= Work instruction =
Go through the listing below and output exactly the line with "Fixes the new", the line with "the documentation a few lines above.", and each line between; omit the rest.

= Records for the exercise =
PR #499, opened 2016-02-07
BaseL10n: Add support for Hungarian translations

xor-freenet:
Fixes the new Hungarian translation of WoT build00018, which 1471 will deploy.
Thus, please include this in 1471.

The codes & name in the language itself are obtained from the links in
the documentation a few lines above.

...

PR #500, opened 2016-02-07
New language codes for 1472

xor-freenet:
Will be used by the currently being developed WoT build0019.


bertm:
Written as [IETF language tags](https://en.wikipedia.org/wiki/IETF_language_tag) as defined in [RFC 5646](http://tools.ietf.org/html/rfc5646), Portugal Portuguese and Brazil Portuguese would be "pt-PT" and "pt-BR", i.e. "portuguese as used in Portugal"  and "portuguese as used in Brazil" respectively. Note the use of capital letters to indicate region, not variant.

--

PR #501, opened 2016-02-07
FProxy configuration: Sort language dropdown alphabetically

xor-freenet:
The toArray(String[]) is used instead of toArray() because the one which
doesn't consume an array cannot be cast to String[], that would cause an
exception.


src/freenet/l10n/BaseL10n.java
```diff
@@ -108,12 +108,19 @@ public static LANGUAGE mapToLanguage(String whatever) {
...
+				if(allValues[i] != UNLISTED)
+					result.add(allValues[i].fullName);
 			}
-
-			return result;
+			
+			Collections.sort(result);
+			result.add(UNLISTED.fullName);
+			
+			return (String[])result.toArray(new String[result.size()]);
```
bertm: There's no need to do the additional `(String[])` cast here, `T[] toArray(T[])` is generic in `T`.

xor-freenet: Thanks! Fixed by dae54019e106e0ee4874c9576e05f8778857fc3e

= Solution to this exercise =
Fixes the new Hungarian translation of WoT build00018, which 1471 will deploy.
Thus, please include this in 1471.

The codes & name in the language itself are obtained from the links in
the documentation a few lines above.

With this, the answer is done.